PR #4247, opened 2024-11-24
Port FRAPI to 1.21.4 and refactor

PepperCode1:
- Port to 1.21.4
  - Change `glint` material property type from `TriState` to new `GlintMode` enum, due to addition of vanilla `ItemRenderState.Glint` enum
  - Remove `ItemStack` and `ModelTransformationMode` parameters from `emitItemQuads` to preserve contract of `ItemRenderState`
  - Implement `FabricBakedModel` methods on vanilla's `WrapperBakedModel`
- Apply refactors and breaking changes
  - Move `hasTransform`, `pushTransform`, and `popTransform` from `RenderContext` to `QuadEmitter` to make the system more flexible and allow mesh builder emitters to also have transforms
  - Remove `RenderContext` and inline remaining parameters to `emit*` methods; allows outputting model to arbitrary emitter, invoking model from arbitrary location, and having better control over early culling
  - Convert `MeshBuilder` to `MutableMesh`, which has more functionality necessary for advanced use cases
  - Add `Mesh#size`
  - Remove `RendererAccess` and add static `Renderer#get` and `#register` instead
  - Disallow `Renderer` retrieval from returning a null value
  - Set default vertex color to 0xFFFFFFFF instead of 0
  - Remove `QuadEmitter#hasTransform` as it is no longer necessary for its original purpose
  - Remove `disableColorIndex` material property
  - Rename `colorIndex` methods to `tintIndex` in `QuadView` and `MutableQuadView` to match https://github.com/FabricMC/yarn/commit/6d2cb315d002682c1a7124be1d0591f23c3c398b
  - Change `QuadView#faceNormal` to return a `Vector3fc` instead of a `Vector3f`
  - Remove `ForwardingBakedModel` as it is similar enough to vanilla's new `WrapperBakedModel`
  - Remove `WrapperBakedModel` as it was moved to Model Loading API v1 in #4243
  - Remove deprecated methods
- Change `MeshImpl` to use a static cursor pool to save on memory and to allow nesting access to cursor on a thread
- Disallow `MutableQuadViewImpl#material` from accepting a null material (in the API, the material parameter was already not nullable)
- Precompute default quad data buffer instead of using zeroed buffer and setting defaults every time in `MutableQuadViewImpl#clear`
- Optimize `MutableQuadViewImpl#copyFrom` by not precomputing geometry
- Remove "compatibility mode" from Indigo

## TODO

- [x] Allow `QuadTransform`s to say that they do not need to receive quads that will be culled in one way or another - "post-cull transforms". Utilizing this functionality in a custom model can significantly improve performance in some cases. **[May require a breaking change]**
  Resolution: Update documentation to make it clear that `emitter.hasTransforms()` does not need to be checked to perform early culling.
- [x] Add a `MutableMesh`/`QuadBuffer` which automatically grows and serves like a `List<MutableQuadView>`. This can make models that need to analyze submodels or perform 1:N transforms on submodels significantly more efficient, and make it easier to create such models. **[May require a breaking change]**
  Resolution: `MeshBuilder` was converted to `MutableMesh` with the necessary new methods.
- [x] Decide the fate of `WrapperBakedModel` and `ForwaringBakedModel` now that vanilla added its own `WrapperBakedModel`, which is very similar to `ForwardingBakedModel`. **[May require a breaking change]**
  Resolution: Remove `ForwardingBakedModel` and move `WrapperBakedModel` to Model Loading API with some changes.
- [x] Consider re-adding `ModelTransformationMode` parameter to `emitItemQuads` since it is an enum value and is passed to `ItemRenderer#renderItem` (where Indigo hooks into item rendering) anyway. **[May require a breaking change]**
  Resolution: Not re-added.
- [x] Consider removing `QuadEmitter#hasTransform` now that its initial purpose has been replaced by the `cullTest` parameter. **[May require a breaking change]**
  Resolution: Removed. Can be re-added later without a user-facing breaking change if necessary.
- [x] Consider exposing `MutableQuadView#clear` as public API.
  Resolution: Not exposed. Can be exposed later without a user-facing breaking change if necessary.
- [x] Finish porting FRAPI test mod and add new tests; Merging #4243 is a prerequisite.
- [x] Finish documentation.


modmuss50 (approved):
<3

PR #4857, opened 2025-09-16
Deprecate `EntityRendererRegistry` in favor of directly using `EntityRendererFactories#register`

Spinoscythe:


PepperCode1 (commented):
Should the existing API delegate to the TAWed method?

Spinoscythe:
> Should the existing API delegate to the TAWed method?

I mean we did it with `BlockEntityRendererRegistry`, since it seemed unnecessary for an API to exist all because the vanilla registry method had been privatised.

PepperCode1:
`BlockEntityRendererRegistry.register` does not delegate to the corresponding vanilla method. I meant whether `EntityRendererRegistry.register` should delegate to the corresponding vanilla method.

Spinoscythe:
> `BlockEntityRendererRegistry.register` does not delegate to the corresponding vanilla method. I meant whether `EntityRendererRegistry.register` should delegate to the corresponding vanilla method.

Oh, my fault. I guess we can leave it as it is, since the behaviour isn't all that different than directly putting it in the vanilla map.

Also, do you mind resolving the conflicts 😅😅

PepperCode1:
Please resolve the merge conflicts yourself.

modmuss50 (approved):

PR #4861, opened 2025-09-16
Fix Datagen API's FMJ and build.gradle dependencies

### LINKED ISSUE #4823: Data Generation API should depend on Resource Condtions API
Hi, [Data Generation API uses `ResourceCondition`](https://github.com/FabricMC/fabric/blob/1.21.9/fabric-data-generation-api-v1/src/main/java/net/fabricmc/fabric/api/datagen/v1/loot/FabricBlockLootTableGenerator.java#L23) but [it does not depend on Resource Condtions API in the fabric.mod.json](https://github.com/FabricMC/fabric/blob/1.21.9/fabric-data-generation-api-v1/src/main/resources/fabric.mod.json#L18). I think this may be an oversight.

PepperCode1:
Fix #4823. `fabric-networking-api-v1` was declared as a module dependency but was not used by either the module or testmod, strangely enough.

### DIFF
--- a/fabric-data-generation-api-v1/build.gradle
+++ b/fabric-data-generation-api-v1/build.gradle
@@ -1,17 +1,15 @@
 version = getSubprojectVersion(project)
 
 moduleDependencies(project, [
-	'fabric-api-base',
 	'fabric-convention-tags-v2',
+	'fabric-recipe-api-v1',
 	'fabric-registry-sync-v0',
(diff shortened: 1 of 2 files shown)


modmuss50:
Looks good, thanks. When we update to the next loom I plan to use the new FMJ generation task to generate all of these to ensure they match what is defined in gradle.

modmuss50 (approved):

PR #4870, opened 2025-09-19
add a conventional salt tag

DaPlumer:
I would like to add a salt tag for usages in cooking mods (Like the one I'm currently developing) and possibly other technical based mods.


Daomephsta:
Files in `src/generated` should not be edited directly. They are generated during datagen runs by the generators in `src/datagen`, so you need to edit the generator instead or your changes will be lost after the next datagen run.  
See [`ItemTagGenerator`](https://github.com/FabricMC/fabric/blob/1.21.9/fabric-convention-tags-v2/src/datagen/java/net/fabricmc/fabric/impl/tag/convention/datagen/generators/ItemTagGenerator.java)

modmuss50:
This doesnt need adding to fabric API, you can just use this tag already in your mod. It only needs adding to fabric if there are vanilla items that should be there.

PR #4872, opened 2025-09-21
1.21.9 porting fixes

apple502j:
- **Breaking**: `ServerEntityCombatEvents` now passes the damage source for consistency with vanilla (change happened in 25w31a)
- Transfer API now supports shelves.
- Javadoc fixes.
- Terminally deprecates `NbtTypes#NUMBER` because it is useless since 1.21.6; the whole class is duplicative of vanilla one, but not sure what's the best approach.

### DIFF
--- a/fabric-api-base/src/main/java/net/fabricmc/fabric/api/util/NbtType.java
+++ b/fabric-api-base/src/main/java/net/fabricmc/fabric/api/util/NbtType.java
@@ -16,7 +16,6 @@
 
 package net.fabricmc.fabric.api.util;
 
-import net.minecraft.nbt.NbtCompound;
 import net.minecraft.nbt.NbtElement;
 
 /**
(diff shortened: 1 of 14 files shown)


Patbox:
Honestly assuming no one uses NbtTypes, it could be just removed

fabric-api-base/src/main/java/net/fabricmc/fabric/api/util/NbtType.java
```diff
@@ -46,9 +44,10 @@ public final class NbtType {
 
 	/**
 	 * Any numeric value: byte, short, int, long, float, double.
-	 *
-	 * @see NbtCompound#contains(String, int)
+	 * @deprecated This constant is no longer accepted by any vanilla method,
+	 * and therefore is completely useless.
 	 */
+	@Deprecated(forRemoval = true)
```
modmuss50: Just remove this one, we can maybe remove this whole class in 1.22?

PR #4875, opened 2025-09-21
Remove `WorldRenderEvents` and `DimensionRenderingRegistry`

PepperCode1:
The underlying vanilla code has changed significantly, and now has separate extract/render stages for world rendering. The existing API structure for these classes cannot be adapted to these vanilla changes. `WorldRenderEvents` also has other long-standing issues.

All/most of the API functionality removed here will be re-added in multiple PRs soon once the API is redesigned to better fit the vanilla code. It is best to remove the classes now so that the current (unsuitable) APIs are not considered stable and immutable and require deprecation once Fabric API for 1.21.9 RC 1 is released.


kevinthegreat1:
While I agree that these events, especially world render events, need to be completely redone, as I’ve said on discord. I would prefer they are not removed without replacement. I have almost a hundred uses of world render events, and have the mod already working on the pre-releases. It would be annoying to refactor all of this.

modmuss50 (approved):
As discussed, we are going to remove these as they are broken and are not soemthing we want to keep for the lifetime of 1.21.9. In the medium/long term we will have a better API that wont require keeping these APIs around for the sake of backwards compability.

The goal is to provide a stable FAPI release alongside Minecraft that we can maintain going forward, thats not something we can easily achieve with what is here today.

··········

Aim of the task => Please go through the data above and copy every line that has the word "Resource".

Response =>
### LINKED ISSUE #4823: Data Generation API should depend on Resource Condtions API
Hi, [Data Generation API uses `ResourceCondition`](https://github.com/FabricMC/fabric/blob/1.21.9/fabric-data-generation-api-v1/src/main/java/net/fabricmc/fabric/api/datagen/v1/loot/FabricBlockLootTableGenerator.java#L23) but [it does not depend on Resource Condtions API in the fabric.mod.json](https://github.com/FabricMC/fabric/blob/1.21.9/fabric-data-generation-api-v1/src/main/resources/fabric.mod.json#L18). I think this may be an oversight.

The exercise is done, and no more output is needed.